* **TASK GOAL**:
Each line of the data that mentions the string "confused" needs to be identified and copied.

* **SUPPLIED RECORDS**:
━━━

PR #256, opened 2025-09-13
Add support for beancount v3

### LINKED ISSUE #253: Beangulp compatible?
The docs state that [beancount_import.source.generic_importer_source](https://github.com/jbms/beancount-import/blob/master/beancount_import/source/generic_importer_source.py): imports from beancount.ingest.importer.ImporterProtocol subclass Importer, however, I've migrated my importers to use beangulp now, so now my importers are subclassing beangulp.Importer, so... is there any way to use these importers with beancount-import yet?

━━━

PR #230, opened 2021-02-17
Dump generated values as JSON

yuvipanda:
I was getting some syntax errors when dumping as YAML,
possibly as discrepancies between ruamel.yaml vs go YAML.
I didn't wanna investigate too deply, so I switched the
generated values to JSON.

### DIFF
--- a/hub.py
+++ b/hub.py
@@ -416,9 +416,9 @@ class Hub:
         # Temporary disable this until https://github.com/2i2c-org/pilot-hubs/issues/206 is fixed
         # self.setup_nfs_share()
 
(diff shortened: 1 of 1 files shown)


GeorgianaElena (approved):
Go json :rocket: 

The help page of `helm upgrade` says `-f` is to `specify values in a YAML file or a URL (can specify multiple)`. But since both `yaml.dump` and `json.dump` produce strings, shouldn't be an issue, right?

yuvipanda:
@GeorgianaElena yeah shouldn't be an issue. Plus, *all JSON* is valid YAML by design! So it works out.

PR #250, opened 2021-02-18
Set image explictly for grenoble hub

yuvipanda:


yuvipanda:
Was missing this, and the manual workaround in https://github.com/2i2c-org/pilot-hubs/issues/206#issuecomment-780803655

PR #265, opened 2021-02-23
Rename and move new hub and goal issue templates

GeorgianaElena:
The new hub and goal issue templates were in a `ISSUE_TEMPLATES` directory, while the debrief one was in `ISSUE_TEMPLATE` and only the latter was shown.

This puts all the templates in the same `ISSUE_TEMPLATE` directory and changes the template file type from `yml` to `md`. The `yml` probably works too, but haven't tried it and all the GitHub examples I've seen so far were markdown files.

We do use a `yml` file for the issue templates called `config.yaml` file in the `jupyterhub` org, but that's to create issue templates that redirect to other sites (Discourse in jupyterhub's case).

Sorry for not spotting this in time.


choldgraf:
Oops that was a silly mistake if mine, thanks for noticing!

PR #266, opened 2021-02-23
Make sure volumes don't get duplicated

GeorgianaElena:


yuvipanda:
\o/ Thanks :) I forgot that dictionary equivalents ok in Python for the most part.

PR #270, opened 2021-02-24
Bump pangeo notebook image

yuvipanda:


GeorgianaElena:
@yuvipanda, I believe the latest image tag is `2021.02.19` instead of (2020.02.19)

━━━

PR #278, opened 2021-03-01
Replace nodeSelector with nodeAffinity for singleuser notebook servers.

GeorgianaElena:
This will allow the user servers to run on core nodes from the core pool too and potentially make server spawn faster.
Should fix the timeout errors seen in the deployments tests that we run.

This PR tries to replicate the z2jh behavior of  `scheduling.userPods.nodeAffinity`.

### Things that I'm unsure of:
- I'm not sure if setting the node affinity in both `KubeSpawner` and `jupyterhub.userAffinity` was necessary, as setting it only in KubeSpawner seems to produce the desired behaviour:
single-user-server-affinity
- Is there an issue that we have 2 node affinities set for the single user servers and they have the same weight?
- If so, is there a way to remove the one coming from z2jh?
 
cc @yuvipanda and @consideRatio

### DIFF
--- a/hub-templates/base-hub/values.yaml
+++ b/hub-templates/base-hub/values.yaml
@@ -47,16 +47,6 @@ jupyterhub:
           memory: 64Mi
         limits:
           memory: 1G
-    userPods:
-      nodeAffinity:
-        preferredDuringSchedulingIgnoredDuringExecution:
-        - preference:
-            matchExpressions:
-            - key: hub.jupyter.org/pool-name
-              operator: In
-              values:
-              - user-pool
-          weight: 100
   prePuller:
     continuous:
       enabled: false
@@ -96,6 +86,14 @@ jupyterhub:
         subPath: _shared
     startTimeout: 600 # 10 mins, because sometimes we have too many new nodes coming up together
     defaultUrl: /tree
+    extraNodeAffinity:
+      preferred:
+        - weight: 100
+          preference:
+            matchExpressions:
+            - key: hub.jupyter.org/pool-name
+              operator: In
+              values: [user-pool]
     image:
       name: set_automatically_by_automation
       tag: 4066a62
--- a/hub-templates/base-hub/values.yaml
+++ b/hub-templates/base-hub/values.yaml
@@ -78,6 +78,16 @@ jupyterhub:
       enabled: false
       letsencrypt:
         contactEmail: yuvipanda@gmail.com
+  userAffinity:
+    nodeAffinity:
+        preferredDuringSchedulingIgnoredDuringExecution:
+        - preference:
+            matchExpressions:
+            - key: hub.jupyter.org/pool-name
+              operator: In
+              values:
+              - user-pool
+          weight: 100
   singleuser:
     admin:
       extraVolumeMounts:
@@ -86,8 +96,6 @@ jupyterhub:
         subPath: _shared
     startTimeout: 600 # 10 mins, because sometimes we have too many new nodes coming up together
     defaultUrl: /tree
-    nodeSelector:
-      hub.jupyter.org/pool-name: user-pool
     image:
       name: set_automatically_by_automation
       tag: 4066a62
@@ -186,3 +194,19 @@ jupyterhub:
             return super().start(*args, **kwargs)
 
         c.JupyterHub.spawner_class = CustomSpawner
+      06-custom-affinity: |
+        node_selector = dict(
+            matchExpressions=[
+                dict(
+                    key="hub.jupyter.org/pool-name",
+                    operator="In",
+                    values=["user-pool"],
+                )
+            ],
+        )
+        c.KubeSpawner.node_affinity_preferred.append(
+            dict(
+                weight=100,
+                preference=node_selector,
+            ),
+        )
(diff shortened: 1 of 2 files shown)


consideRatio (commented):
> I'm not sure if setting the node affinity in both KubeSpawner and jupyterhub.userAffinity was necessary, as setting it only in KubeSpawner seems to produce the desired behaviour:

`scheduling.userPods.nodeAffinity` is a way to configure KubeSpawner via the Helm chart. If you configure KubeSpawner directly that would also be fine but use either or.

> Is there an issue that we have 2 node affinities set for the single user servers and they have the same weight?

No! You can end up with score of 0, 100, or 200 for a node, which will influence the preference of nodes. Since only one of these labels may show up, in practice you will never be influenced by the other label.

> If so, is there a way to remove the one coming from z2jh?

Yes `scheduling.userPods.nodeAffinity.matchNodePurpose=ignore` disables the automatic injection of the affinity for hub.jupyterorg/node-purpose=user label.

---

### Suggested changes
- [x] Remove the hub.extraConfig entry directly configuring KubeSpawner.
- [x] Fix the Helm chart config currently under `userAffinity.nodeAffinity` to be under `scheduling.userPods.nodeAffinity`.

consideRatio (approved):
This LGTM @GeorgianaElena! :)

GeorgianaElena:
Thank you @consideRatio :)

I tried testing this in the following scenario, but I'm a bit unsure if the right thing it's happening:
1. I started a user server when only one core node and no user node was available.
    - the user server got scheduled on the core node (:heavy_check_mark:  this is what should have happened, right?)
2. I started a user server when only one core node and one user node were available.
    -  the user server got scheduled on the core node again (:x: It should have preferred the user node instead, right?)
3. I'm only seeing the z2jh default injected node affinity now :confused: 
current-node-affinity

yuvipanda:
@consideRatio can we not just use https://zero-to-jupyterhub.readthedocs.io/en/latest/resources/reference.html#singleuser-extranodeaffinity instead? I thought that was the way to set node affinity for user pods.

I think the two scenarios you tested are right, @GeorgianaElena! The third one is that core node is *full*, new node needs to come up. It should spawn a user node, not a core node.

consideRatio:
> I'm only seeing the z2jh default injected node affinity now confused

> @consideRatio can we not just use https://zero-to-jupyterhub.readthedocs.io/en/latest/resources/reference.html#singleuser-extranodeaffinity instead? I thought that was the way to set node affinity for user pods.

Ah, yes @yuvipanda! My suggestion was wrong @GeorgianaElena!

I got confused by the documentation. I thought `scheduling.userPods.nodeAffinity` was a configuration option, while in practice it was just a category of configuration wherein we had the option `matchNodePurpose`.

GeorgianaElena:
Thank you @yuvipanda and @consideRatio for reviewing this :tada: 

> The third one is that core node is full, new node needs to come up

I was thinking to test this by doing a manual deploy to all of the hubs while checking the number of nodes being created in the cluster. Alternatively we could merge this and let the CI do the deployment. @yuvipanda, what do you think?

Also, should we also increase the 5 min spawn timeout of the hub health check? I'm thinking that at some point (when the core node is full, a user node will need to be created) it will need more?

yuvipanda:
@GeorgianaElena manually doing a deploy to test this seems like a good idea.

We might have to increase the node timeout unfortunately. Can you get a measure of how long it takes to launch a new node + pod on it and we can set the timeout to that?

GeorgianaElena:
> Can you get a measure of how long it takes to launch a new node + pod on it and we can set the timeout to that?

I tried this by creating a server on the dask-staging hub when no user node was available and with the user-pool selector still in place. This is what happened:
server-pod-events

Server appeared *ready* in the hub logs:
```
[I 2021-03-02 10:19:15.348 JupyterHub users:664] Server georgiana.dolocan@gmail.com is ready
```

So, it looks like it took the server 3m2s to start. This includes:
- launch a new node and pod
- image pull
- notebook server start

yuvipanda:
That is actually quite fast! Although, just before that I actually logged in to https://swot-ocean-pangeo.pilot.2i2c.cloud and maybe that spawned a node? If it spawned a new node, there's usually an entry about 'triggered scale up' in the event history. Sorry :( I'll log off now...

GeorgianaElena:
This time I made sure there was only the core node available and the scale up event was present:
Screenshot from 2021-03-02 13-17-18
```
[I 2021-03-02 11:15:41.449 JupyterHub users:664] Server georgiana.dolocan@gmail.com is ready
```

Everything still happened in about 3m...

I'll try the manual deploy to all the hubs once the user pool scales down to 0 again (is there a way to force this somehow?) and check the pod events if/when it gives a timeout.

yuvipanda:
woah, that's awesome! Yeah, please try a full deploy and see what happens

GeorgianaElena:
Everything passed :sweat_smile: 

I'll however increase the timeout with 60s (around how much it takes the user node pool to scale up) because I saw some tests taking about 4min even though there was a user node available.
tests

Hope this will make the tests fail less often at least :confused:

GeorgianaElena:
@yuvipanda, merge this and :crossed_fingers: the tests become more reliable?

━━━

* **YOUR SOLUTION**:
3. I'm only seeing the z2jh default injected node affinity now :confused: 
> I'm only seeing the z2jh default injected node affinity now confused
I got confused by the documentation. I thought `scheduling.userPods.nodeAffinity` was a configuration option, while in practice it was just a category of configuration wherein we had the option `matchNodePurpose`.
Hope this will make the tests fail less often at least :confused:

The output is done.